Frau Ing.in Monika Reischauer, 25 Jahre, HTL Ried, Maschineningenieurwesen Schwerpunkt...

Autorin: MMag.a Sabine Steiner / x-technik

Waren Sie schon als Kind an der Technik interessiert?

Soweit ich mich zurückerinnern kann, waren für mich die Hobbys meiner Schulkollegen immer interessanter als die meiner Schulkolleginnen. Aus Erzählungen meiner Mutter weiß ich, dass mein Bruder und ich schon sehr bald Lust am Zerlegen und Forschen hatten.
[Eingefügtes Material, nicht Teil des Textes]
PR #408, opened 2022-05-27
Release 3.2.2

Aryex:
### Summary

* Version number updated for release 3.2.2. Note that in previous PRs, GitHub actions were updated to use wildcard so we no longer need to update their version string.
* Added a fix for read to not create multiple JDBC connections. 

### Additional Reviewers
@alexey-temnikov 
@alexr-bq 
@jeremyp-bq 
@jonathanl-bq

### DIFF
--- a/functional-tests/src/main/scala/com/vertica/spark/functests/endtoend/RemoteTests.scala
+++ b/functional-tests/src/main/scala/com/vertica/spark/functests/endtoend/RemoteTests.scala
@@ -14,6 +14,7 @@ class RemoteTests(readOpts: Map[String, String], writeOpts: Map[String, String],
   // This suite uses a spark session without a master specified, giving control to the submitter.
   override lazy val spark: SparkSession = SparkSession.builder()
     .appName("Vertica Connector Test Prototype")
+    .master("local[4]")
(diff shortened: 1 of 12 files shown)


jeremyp-bq (approved):

functional-tests/src/main/scala/com/vertica/spark/functests/endtoend/RemoteTests.scala
```diff
@@ -45,14 +46,30 @@ class RemoteTests(readOpts: Map[String, String], writeOpts: Map[String, String],
...
+          ("num_partitions"-> "30") +
+          ("max_row_group_size_export_mb" -> "1") +
+          ("max_file_size_export_mb" -> "1"))
+        .load()
+        .write.format("json").mode(SaveMode.Overwrite).save("./test-output")
+
+      rs = stmt.executeQuery(query)
+      assert(rs.next)
+      val sessionCountRead = rs.getLong(1)
+      assert(sessionCountRead == initialJdbcSessionCount + 4)
```
alexr-bq, line 65: Why is read creating 4 connections?

Aryex: Read was done after a write, which also created 2 connections. Thus, we + 4 onto the initial connection count.

PR #410, opened 2022-05-30
Handle query with complex type

### LINKED ISSUE #405: [BUG] Query connector parameter fails during table introspection
## Environment
- Spark version: 3.2
- Hadoop version: 3.3.1
- Vertica version: 10.1
- Java version: openjdk 1.8.0_312

## Problem Description

The documentation states that is possible to load data from Vertica into Spark either by using the 'table' option or the 'query' option. However, when using the 'query' option I get an error that points to the table_name not being correctly parsed from the 'query' string:

Py4JJavaError: An error occurred while calling o194.showString.
: com.vertica.spark.util.error.ConnectorException: Query result is empty 
 QUERY:[SELECT data_type_id FROM columns WHERE table_name='' AND column_name='AREANAME'] 

(full stack on attached file)

I believe the connector is correctly getting all the columns in the table defined on the query, then it uses the v_catalog.columns system table to get the data_type_id for each column. However, on the generated query the table_name is left empty.

Setting the 'table' parameter does not solve the issue (by itself it works, with 'query' as well, it fails)

Below is a PySpark snippet that causes the problem:

connOptions = {
    "host" : ""####",,
    "user" : "dbadmin",
    "password" : ""####",",
    "db" : 'MYDB',
    "dbschema" : 'MYSCHEMA',
    'aws_enable_ssl' : False,
    "staging_fs_url" : "s3a://spark-staging/vertica",
    "aws_endpoint" : "####",
    "aws_access_key_id" : "####",
    "aws_secret_access_key" : "#####",
    "aws_region" : "us-east-1",
    "aws_enable_path_style" : True,
    "query" : "SELECT * FROM AREAS"
}

table = spark.read \
  .format("com.vertica.spark.datasource.VerticaSource") \
  .options(**connOptions) \
  .load()

table.show()

---
[callstack.txt](https://github.com/vertica/spark-connector/files/8782429/callstack.txt)

Aryex:
### Summary

The connector cannot handle queries specified by the option `query` that return complex types. This is because a query's schema is not recorded in Vertica system tables, which is what we are using to infer the structure of complex type columns. 

Thus, we add are now checking through JDBC type codes and returning a meaningful message. Note that for Vertica 10, we cannot check because complex types are reported as strings through JDBC.

### Related Issue

Closes #405 

### Additional Reviewers

@alexey-temnikov 
@alexr-bq 
@jeremyp-bq 
@jonathanl-bq


connector/src/main/scala/com/vertica/spark/util/schema/SchemaTools.scala
```diff
@@ -264,23 +264,13 @@ class SchemaTools extends SchemaToolsInterface {
...
-    case TableQuery(query, _) =>
-      ColumnInfoQueryData("", "" , "SELECT * FROM (" + query + ") AS x WHERE 1=0")
-  }
-
   def getColumnInfo(jdbcLayer: JdbcLayerInterface, tableSource: TableSource): ConnectorResult[Seq[ColumnDef]] = {
-    val tableInfo = getColumnInfoQueryData(tableSource)
-    jdbcLayer.query(tableInfo.emptyQuery) match {
+    val emptyQuery = tableSource match {
+      case tb: TableName => "SELECT * FROM " + tb.getFullTableName + " WHERE 1=0"
+      case TableQuery(query, _) => "SELECT * FROM (" + query + ") AS x WHERE 1=0"
```
jeremyp-bq, line 270: Not needed for this PR, but I'm wondering if `LIMIT 0` would be faster than `WHERE 1=0` (`LIMIT 0` is certainly easier to read).

jeremyp-bq, line 270: Not needed for this PR, but I'm wondering if `LIMIT 0` would be faster than `WHERE 1=0` (`LIMIT 0` is certainly easier to read).

jeremyp-bq (approved):

connector/src/main/scala/com/vertica/spark/util/schema/SchemaTools.scala
Aryex: I think it depends on how Vertica optimizes the query? since the condition is constant it might be able to pick it up and reduce it to false, returning an empty query.

PR #412, opened 2022-05-30
Fix issues with execution of remote tests

jeremyp-bq:
### Summary

Was unable to run the tests with the default 1g of driver memory, and the test failed since it tried to use a closed statement.

### Additional Reviewers

@alexey-temnikov
@alexr-bq
@Aryex
@jonathanl-bq

### DIFF
--- a/functional-tests/submit-functional-tests.sh
+++ b/functional-tests/submit-functional-tests.sh
@@ -5,4 +5,4 @@ export SPARK_HOME=/opt/spark
 export PATH=$PATH:$SPARK_HOME/bin:$SPARK_HOME/sbin
 start-master.sh -h localhost
 start-worker.sh -h localhost spark://localhost:7077
-spark-submit --master spark://localhost:7077 target/scala-2.12/spark-vertica-connector-functional-tests-assembly-$CONNECTOR_VERSION.jar $1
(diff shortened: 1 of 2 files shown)


Aryex (approved):

functional-tests/submit-functional-tests.sh
```diff
@@ -5,4 +5,4 @@ export SPARK_HOME=/opt/spark
 export PATH=$PATH:$SPARK_HOME/bin:$SPARK_HOME/sbin
 start-master.sh -h localhost
 start-worker.sh -h localhost spark://localhost:7077
-spark-submit --master spark://localhost:7077 target/scala-2.12/spark-vertica-connector-functional-tests-assembly-$CONNECTOR_VERSION.jar $1
+spark-submit --master spark://localhost:7077 --driver-memory 2g target/scala-2.12/spark-vertica-connector-functional-tests-assembly-$CONNECTOR_VERSION.jar $1
```
Aryex, line 8: Do you know how this would be handled on github action? would it just give us more memory?

jeremyp-bq: Since we don't host our own runners, we use the provided runners (looks to be 7GB RAM, which should be able to handle upping the Spark memory from the default of 1GB to 2GB):
https://docs.github.com/en/actions/using-github-hosted-runners/about-github-hosted-runners#supported-runners-and-hardware-resources

PR #414, opened 2022-06-01
System table queries refactor

Aryex:
### Summary

System tables are used by schema tools to infer complex data types structures. This PR refactored the existing code, abstracting the queries into the abstract class VerticaTables, and its concrete classes. 

VerticaTable purpose is to handle querying and collecting row data from a table. Specific information about a table, like a table name, columns to query, and how to build a row, are provided by its subclasses. 

When reviewing, VerticaTables and its subclasses are good places to start. Afterwards, you can see how they are used in schema tools.

### Changes
* Added abstract VerticaTable class containing base implementation for table queries.
* Added ColumnsTable, TypesTable, and ComplexTypesTable extended from VerticaTable for querying with those system tables.
* SchemaTools and SchemaToolsV10 updated. 
  * These classes were the ones making queries to Vertica System tables.
  * Direct JDBC queries are replaced with the table abstractions.
* Moved code related to getting complex data type from Vertica to ComplexTypeSchemaSupport to improve readability.
* Added support to get precision and scale for numeric types
* Added unit tests for VerticaTable and its concrete implementations.
* Updated other unit tests.

### Additional Reviewers
@alexey-temnikov 
@alexr-bq 
@jeremyp-bq 
@jonathanl-bq


alexr-bq:
Just feedback on PR description:
"SchemaTools and SchemaToolsV10 updated" - how?
"Purely to fix scalastyle warning for method count." - I don't think this is necessarily a sufficient reason. If we disagree with the warning we can ignore it. If not, would be more appropriate to say "to reduce complexity" or "to improve readability" or something like that.

connector/src/main/scala/com/vertica/spark/util/query/ComplexTypesTable.scala
```diff
@@ -0,0 +1,53 @@
...
+// scalastyle:off magic.number
+class ComplexTypesTable(jdbcLayer: JdbcLayerInterface)
+  extends VerticaTable[ComplexTypeInfo](jdbc = jdbcLayer) {
+
+  override protected def tableName: String = "complex_types"
+
+  override protected def columns: Seq[String] = List("type_id", "type_name", "field_id", "field_type_name", "numeric_scale", "type_kind", "numeric_precision")
+
+  override protected def buildRow(rs: ResultSet): ComplexTypeInfo =
+    ComplexTypeInfo(
```
alexr-bq, line 34: I'm confused what's going on here

Aryex: When a query is made to complex_types table, the ResultSet is given to this function to construct an object holding some row data (ComplexTypeInfo in this case)

Aryex: If you take a look at VerticaTable.querySelectWhere, you'll see that it is constructing a query, then calling this function for each result set.

connector/src/main/scala/com/vertica/spark/util/error/ErrorHandling.scala
```diff
@@ -580,4 +589,22 @@ case class HDFSConfigError() extends ConnectorError {
 case class JobAbortedError() extends ConnectorError {
   def getFullContext: String = "Writing job aborted. Check spark worker log for specific error."
 }
+case class VerticaColumnNotFound(colName: String, tableName: String, schema: String) extends ConnectorError {
```
jeremyp-bq, line 592: This error only seems to be imported, but never used.

connector/src/main/scala/com/vertica/spark/util/error/ErrorHandling.scala
```diff
@@ -86,6 +86,9 @@ case class SchemaDiscoveryError() extends ConnectorError {
     "There may be an issue with connectivity to the database."
 
 }
+case class UndefinedError() extends ConnectorError {
```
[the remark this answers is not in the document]
Aryex: It was intended to use in situations where a `ConnectorError` is not yet decided but is required as part of a function return. I'm not sure something like this should be added.

connector/src/main/scala/com/vertica/spark/util/error/ErrorHandling.scala
Aryex: removed.

connector/src/main/scala/com/vertica/spark/util/error/ErrorHandling.scala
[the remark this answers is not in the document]
jeremyp-bq: I don't think it is needed, we can add specific errors as they are needed.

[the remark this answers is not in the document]
Aryex: removed

PR #420, opened 2022-06-07
Json Protoype

### LINKED ISSUE #370: [SPIKE] JSON export option

Aryex:
### Summary

Contains code demonstrating how Spark JsonTable would be used to handle reading JSON. Refer to #370 for an operation flow diagram. In general, the code aims to wrap Spark's Json implementation to reuse its functionalities.

As is, this PR allows the connector to read Json data without cleanup after each read. Note that we still do a general deletion on application ends

### Related Issue

Close #370 

### Additional Reviewers
@alexey-temnikov 
@alexr-bq 
@jeremyp-bq 
@jonathanl-bq


connector/src/main/scala/com/vertica/spark/config/ReadConfig.scala
```diff
@@ -126,6 +132,12 @@ final case class DistributedFilesystemReadConfig(
     this.aggPushedDown = pushdownAgg
   }
 
+  override def setUseJson(use: Boolean): Unit = {
+    this.jsonRead = use
```
jeremyp-bq, line 136: Why do we need a jsonRead variable when there is already a json variable (this function works on a different variable than the useJson function)?

Aryex: mb. It's a duplicate option. Should be removed now.

jeremyp-bq:
Should we update the README and add tests/examples, or will that be covered in a later ticket when JSON support has been integrated with complex types?

Aryex:
> Should we update the README and add functional tests/examples, or will that be covered in a later ticket when JSON support has been integrated with complex types?

It would be covered in a separate PR.

connector/src/main/scala/com/vertica/spark/datasource/wrappers/VerticaScanWrapper.scala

Technik faszinierte mich schon immer, wobei ich früher eher in Richtung Waffentechnik orientiert war (Maschinenbau-Ausbildung mit dem Schwerpunkt Waffentechnik). Ich verbrachte meine Freizeit sehr gerne schraubend und reparierend bei meinem Vater in der Garage bzw. in der Werkstatt.

Also kommt Ihr Interesse an der Technik aus dem Elternhaus?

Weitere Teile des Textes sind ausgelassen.